For information about BigQuery ML pricing, see BigQuery ML pricing.
Benchmark data
The benchmark uses the bigquery-public-data.hacker_news.full
public dataset,
prepared as follows:
Copied the data into a test table, duplicating each row 100 times:
CREATE OR REPLACE TABLE `mydataset.hacker_news.large` AS SELECT base.* FROM `bigquery-public-data.hacker_news.full` AS base, UNNEST(GENERATE_ARRAY(1, 100)) AS repeat_number;
Created additional test tables of different sizes to use in the benchmark, based on the
hacker_news.large
table. Test tables of the following sized were used:- 100,000 rows
- 1,000,000 rows
- 10,000,000 rows
- 100,000,000 rows
- 1,000,000,000 rows
- 10,000,000,000 rows
Benchmark
The following table contains the benchmark data:
Model | Embedding dimensions | Number of rows | Run time | Total slot milliseconds | Bytes processed | Service used | Cost in US$ |
---|---|---|---|---|---|---|---|
SWIVEL | 20 | 100,000 | 5 seconds | 6,128 | 37 MB | BigQuery | 0.00022 |
1 million | 1 minute, 1 second | 97,210 | 341 MB | 0.00203 | |||
10 million | 28 seconds | 1,203,838 | 3.21 GB | 0.01959 | |||
100 million | 32 seconds | 11,755,909 | 31.9 GB | 0.19470 | |||
1 billion | 2 minutes, 3 seconds | 135,754,696 | 312.35 GB | 1.90643 | |||
10 billion | 19 minutes, 55 seconds | 1,257,462,851 | 3.12 TB | 19.5 | |||
NNLM | 50 | 100,000 | 18 seconds | 66,112 | 227 MB | BigQuery | 0.00135 |
1 million | 1 minute, 1 second | 666,875 | 531 MB | 0.00316 | |||
10 million | 19 seconds | 4,140,396 | 3.39 GB | 0.02069 | |||
100 million | 27 seconds | 14,971,248 | 32.08 GB | 0.19580 | |||
1 billion | 8 minutes, 16 seconds | 288,221,149 | 312.54 GB | 1.90759 | |||
10 billion | 19 minutes, 28 seconds | 1,655,252,687 | 3.12 TB | 19.5 | |||
BERT1 | 768 | 100,000 | 29 minutes, 37 seconds | 2,731,868 | 38 MB | BigQuery | 0.00022 |
Vertex AI | 8.11 | ||||||
1 million | 5 hours, 10 seconds | 28,905,706 | 339 MB | BigQuery | 0.00196 | ||
Vertex AI | 9.98 | ||||||
Vertex AI textembedding-gecko@001 LLM2 |
768 | 100,000 | 14 minutes, 14 seconds | 1,495,297 | 38 MB | BigQuery | 0.00022 |
Vertex AI | 0.73 | ||||||
1 million | 2 hours, 24 minutes | 17,342,114 | 339 MB | BigQuery | 0.00196 | ||
Vertex AI | 2.97 |
1 BigQuery query jobs are limited to 6 hours, so this model is only benchmarked for up to 1 million rows. You can use more computational resources from Vertex AI Model Garden in order to let the job process more rows within the 6 hour limit. For example, you can increase the number of accelerators.
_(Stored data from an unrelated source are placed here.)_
PR #1722, opened 2026-08-09
Update EX9_074.cs

x89rt2:
Modernized card, shared OP/WD, changed deletion to not bypass immunities, changed color count method to new Susan method. We still have an issue that the 6+ deletion method is logically flawed in how you select targets.

Update: OK second commit has a method that might work for the 6+ deletion. Needs checking.

### DIFF
--- a/Assets/Scripts/CardEffect/EX9/White/EX9_074.cs
+++ b/Assets/Scripts/CardEffect/EX9/White/EX9_074.cs
@@ -299,7 +299,11 @@ namespace DCGO.CardEffects.EX9
                         }
                     }
                 }
-            }
+                    if (permanentToDelete.Count > 0)
+{
+                            yield return ContinuousController.instance.StartCoroutine(
+                                new DestroyPermanentsClass(isNotImmune, CardEffectCommons.CardEffectHashtable(activateClass)).Destroy());
+}
             #endregion
 
             #region All Turns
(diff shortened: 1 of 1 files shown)


Assets/Scripts/CardEffect/EX9/White/EX9_074.cs
```diff
@@ -94,445 +81,254 @@ bool CanTargetCondition_ByPreSelecetedList(List<CardSource> cardSources, CardSou
...
-                        {
-                            Hashtable _hashtable = new Hashtable();
-                            hashtable.Add("CardEffect", activateClass);
-                            yield return ContinuousController.instance.StartCoroutine(new DestroyPermanentsClass(permanentToDelete, _hashtable).Destroy());
+                            yield return ContinuousController.instance.StartCoroutine(
+                                new DestroyPermanentsClass(isNotImmune, hashtable).Destroy());
                         }
                     }
                 }
             }
```
hooperk, line 290:
```suggestion
                    if (permanentToDelete.Count > 0)
{
                            yield return ContinuousController.instance.StartCoroutine(
                                new DestroyPermanentsClass(isNotImmune, CardEffectCommons.CardEffectHashtable(activateClass)).Destroy());
}
```

hooperk (changes requested):

Assets/Scripts/CardEffect/EX9/White/EX9_074.cs
hooperk: This attached to a weird place on the diff, but is what is needed instead of the whole change within permanentToDelete > 0 block

PR #1720, opened 2026-08-09
Copy Effects tidy up

hooperk:
Lower priority PR for some tidying up of the copy effect after rapid fire changes to get it working

PR #1723, opened 2026-08-10
Implement BT26-103 Jupitermon: Wrath Mode

### LINKED ISSUE #1686: BT26-103: Jupitermon: Wrath Mode
Image

hooperk:
Built over https://github.com/DCGO2/DCGO/pull/1720 , We may want to merge that first but merging this would just close both

Succession does most of the special logic in the Copied effect factory method, in order to be most efficient it handles stopping after the topmost card there. The CEF Succession method is then mostly just a mapping from our usual Static Keyword format to the Copy factory.

### DIFF
--- a/Assets/Scripts/CardEffect/BT26/Yellow/BT26_103.cs
+++ b/Assets/Scripts/CardEffect/BT26/Yellow/BT26_103.cs
@@ -1,0 +1,157 @@
+using System.Collections;
+using System.Collections.Generic;
+using System.Linq;
+
+// Jupitermon: Wrath Mode
+namespace DCGO.CardEffects.BT26
+{
+    public class BT26_103 : CEntity_Effect
+    {
+        public override List<ICardEffect> CardEffects(EffectTiming timing, CardSource card)
+        {
+            List<ICardEffect> cardEffects = new List<ICardEffect>();
+
+            #region Alternate Digivolution Requirement
+            if (timing == EffectTiming.None)
+            {
+                static bool PermanentCondition(Permanent targetPermanent)
+                {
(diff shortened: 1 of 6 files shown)


Assets/Scripts/CardEffect/BT26/Yellow/BT26_103.cs
```diff
@@ -0,0 +1,157 @@
...
+            }
+
+            CardEffectFactory.ActivateClassesForSharedEffects
+                (ref cardEffects, timing, card,
+                    SharedEffectName,
+                    SharedActivateCoroutine,
+                    SharedEffectDescription,
+                    maxCountPerTurn: 1,
+                    hashValue: SharedHashString,
+                    optional: false,
```
hooperk, line 84: Something to call out here: Counter should be optional at the game level, and so I have not done anything to tinker with that for just this card. I want to test how the sim behaves for a non-optional Counter effect and this is the first to exist. If it does not behave I want to try fixing that in the core code first before just making us always make counter effects optional.

Things to test:
counter timing when this is the only effect and ensure you can choose not to activate it
counter timing while also have a valid blast in hand and ensure you can choose to do none of them

hooperk: If I cannot get it working in a core way, my plan then is to make it so the ActivateClassesForSharedEffects always sets counter effects as optional regardless of input for optional, and then any counter effects declared outside that method will just need to be optional. Putting this here in case someone else needs to implement that.

sollybr (approved):
Seems easy to read and fix. Can't do tests right now but should be good for first rounds of testing.

x89rt2 (approved):

PR #1726, opened 2026-08-11
End game view board

JoshuaEdgel:
Adds a button to the result screen allowing the user to hide the result screen and admire the board. Also adds a button to the board to bring the result screen back up. Nothing on the board is interactable (besides settings and returning to the result screen).


JoshuaEdgel:
I did notice that it leaves the options button and all the options inside of it intractable (including the surrender button), in my testing that doesn't seem to affect anything. But I wanted it known in case someone has a preference for how they want it to be.

x89rt2 (approved):

PR #1727, opened 2026-08-12
Turn Counter

JoshuaEdgel:
Adds a Turn counter to the Play Log to make it easier to tell when things happened.
image


hooperk (approved):

JoshuaEdgel:
I could have it say "Game Start" instead of "Turn: 0" if we think that makes more sense. I just stuck with the "Turn" to keep it uniform.

x89rt2 (approved):

PR #1730, opened 2026-08-14
Create BT26_005 Pinamon

alyscs:
## Summary
- Implements BT26-005 Pinamon's Inherited Effect: by trashing the bottom face-down card from under a Tamer, may play 1 play-cost-5-or-lower [Avian] or [DATA SQUAD] trait card from trash without paying the cost.
- Gates the free-play benefit on the trash actually succeeding, uses `ContainsTraits` instead of `EqualsTraits` for the trait check, and reuses `Permanent.HasFaceDownDigivolutionCards`.


x89rt2 (changes requested):
This is missing stuff like a canactivatecondition. Look at it again and let me know when it's ready for rereview.

alyscs:
Added the missing CanActivateCondition (was passing null) — uses CardEffectCommons.CanActivateOnDeletion, matching CanUseCondition's paired CanTriggerOnDeletion. Ready for re-review.

x89rt2 (approved):

PR #1732, opened 2026-08-14
Create BT26_001 Yokomon (+ new OnAddLibraryAnyone timing)

alyscs:
## Summary
- Implements BT26-001 Yokomon's Inherited Effect: when your effects add a card to the deck (top or bottom, from any origin - hand, security, field, or a digivolution source of any card), this Digimon may digivolve into a Digimon card with [Chronomon] in its text in hand with the cost reduced by 1.
- **Adds `EffectTiming.OnAddLibraryAnyone`**, a new engine-level timing, because no existing one covered this. `CardObjectController.AddLibraryTopCards`/`AddLibraryBottomCards` (the shared functions every card-to-deck movement already passes through) previously only broadcast `OnReturnCardsToLibraryFromTrash`, and only when the source was specifically the trash. This new timing is stacked unconditionally at the end of both functions, after the move has already happened (not a "would" pre-check - `WhenReturntoLibraryAnyone` is specifically a pre-action interceptor for whole-permanent deck bounces and doesn't fit this card).
- Also wired into `AddSecurityCard`'s Digi-Egg-to-DigitamaLibrary path, the one other place cards silently entered a library without broadcasting anything.
- Adds `CardEffectCommons.CanTriggerOnAddLibrary` (reuses the existing `GetCardSourcesFromHashtable` helper, matches the sibling `CanTriggerWhenDiscardLibrary` convention of excluding mid-reveal/null cards) and `IsAddLibraryTop` to read the new timing's hashtable. Only cards actually inserted (not tokens, not dedupe-skipped) are broadcast.

**Known limitation:** "your effects add..." is approximated as "cards added to *your* deck" (`cardSource.Owner == card.Owner`), since `AddLibraryTopCards`/`AddLibraryBottomCards` don't carry which player's effect caused the move - the existing `OnReturnCardsToLibraryFromTrash` timing has this same limitation. Properly tracking the causing effect would require plumbing an `ICardEffect` parameter through both functions and their ~80 call sites; flagging as a follow-up rather than in scope here.

### DIFF
--- a/Assets/Scripts/CardEffect/BT26/Red/BT26_001.cs
+++ b/Assets/Scripts/CardEffect/BT26/Red/BT26_001.cs
@@ -23,16 +23,13 @@ namespace DCGO.CardEffects.BT26
                 string EffectDescription()
                     => "[Your Turn] [Once Per Turn] When your effects add to decks, this Digimon may digivolve into a Digimon card with [Chronomon] in its text in the hand with the cost reduced by 1.";
 
-                // Approximates "your effects" by checking who owns the returned card, since
-                // AddLibraryTopCards/BottomCards don't carry which player's effect caused the
-                // move (same limitation the existing OnReturnCardsToLibraryFromTrash timing has).
-                bool CardSourceCondition(CardSource cardSource)
-                    => cardSource.Owner == card.Owner;
+                bool CardEffectCondition(ICardEffect cardEffect)
+                    => CardEffectCommons.IsOwnerEffect(cardEffect, card);
 
                 bool CanUseCondition(Hashtable hashtable)
                     => CardEffectCommons.IsExistOnBattleAreaTrigger(card, activateClass)
                         && CardEffectCommons.IsOwnerTurn(card)
-                        && CardEffectCommons.CanTriggerOnAddLibrary(hashtable, CardSourceCondition);
+                        && CardEffectCommons.CanTriggerOnAddLibrary(hashtable, null, CardEffectCondition);
 
                 bool CanActivateCondition(Hashtable hashtable)
                     => CardEffectCommons.IsExistOnBattleAreaActivate(card, activateClass);
@@ -46,7 +43,7 @@ namespace DCGO.CardEffects.BT26
                         targetPermanent: card.PermanentOfThisCard(),
                         cardCondition: CardCondition,
                         payCost: true,
-                        reduceCostTuple: (1, CardCondition),
+                        reduceCostTuple: (1, null),
                         fixedCostTuple: null,
                         ignoreDigivolutionRequirementFixedCost: -1,
                         isHand: true,
--- a/Assets/Scripts/CardEffect/BT26/Red/BT26_001.cs
+++ b/Assets/Scripts/CardEffect/BT26/Red/BT26_001.cs
@@ -1,0 +1,60 @@
+using System.Collections;
+using System.Collections.Generic;
+
+// Yokomon
+namespace DCGO.CardEffects.BT26
+{
+    public class BT26_001 : CEntity_Effect
+    {
+        public override List<ICardEffect> CardEffects(EffectTiming timing, CardSource card)
+        {
+            List<ICardEffect> cardEffects = new List<ICardEffect>();
+
+            #region Inherit
+            if (timing == EffectTiming.OnAddLibraryAnyone)
+            {
+                ActivateClass activateClass = new ActivateClass();
+                activateClass.SetUpICardEffect("Digivolve into [Chronomon] card in hand, cost -1", CanUseCondition, card);
+                activateClass.SetUpActivateClass(CanActivateCondition, ActivateCoroutine, 1, true, EffectDescription());
+                activateClass.SetIsInheritedEffect(true);
+                activateClass.SetHashString("BT26_001_Inherit");
+                cardEffects.Add(activateClass);
+
+                string EffectDescription()
+                    => "[Your Turn] [Once Per Turn] When your effects add to decks, this Digimon may digivolve into a Digimon card with [Chronomon] in its text in the hand with the cost reduced by 1.";
+
+                bool CardSourceCondition(CardSource cardSource)
+                    => cardSource.Owner == card.Owner;
+
+                bool CanUseCondition(Hashtable hashtable)
+                    => CardEffectCommons.IsExistOnBattleAreaTrigger(card, activateClass)
+                        && CardEffectCommons.IsOwnerTurn(card)
+                        && CardEffectCommons.CanTriggerOnAddLibrary(hashtable, CardSourceCondition);
+
+                bool CanActivateCondition(Hashtable hashtable)
+                    => CardEffectCommons.IsExistOnBattleAreaActivate(card, activateClass);
+
+                bool CardCondition(CardSource cardSource)
+                    => cardSource.IsDigimon && cardSource.HasText("Chronomon");
+
+                IEnumerator ActivateCoroutine(Hashtable _hashtable)
+                {
+                    yield return ContinuousController.instance.StartCoroutine(CardEffectCommons.DigivolveIntoHandOrTrashCard(
+                        targetPermanent: card.PermanentOfThisCard(),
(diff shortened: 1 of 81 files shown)


Assets/Scripts/CardEffect/BT26/Red/BT26_001.cs
```diff
@@ -0,0 +1,63 @@
...
+                activateClass.SetUpICardEffect("Digivolve into [Chronomon] card in hand, cost -1", CanUseCondition, card);
+                activateClass.SetUpActivateClass(CanActivateCondition, ActivateCoroutine, 1, true, EffectDescription());
+                activateClass.SetIsInheritedEffect(true);
+                activateClass.SetHashString("BT26_001_Inherit");
+                cardEffects.Add(activateClass);
+
+                string EffectDescription()
+                    => "[Your Turn] [Once Per Turn] When your effects add to decks, this Digimon may digivolve into a Digimon card with [Chronomon] in its text in the hand with the cost reduced by 1.";
+
+                // Approximates "your effects" by checking who owns the returned card, since
```
hooperk: Unfortunately this is an insufficient approximation, it needs to trigger for opponent's cards being returned to deck by the owners effects as well

hooperk: Perhaps it might be possible to look at where AddLibraryTopCards/BottomCards is called from as I believe ICardEffect should be accessible in most of those locations?

Assets/Scripts/CardEffect/BT26/Red/BT26_001.cs
```diff
@@ -0,0 +1,63 @@
...
+                bool CardCondition(CardSource cardSource)
+                    => cardSource.IsDigimon && cardSource.HasText("Chronomon");
+
+                IEnumerator ActivateCoroutine(Hashtable _hashtable)
+                {
+                    yield return ContinuousController.instance.StartCoroutine(CardEffectCommons.DigivolveIntoHandOrTrashCard(
+                        targetPermanent: card.PermanentOfThisCard(),
+                        cardCondition: CardCondition,
+                        payCost: true,
+                        reduceCostTuple: (1, CardCondition),
```
hooperk: Minor: CardCondition does not need to be repeated here, and it is a bit more efficient not to recheck for cost reduction, given the cardCondition is already applied as a filter on line 47

hooperk (changes requested):

hooperk:
I am also trying to check in with other judges on if adding cards to digi-egg deck should or should not trigger these effects.

hooperk:
One last thing to consider: Returning cards that were revealed from the deck back to the deck should not trigger these effects, currently any "reveal X, add to hand and return rest to bottom of deck" will trigger this because it uses AddLibraryBottomCards (and sometimes Top). We will need a way to not trigger in this case, or potentially to check the source location and ignore if it was already Library

Assets/Scripts/CardEffect/BT26/Red/BT26_001.cs
alyscs: Fixed — threaded an optional ICardEffect through AddLibraryTopCards/AddLibraryBottomCards into the OnAddLibraryAnyone hashtable (as "CardEffect", following the existing hashtable convention). BT26_001 now checks CardEffectCommons.IsOwnerEffect(cardEffect, card) instead of card ownership, so it triggers for opponent's cards returned by the owner's effects too.

Assets/Scripts/CardEffect/BT26/Red/BT26_001.cs
alyscs: Fixed — reduceCostTuple now passes null instead of re-checking CardCondition, since candidates are already filtered by it via the cardCondition param upstream.

alyscs:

2 BigQuery query jobs are limited to 6 hours, so this
model is only benchmarked for up to 1 million rows. You can request a higher quota in order to let the job process more rows within the 6 hour limit. You can also use this set of SQL scripts or this Dataform package to iterate through inference calls beyond the 6 hour limit.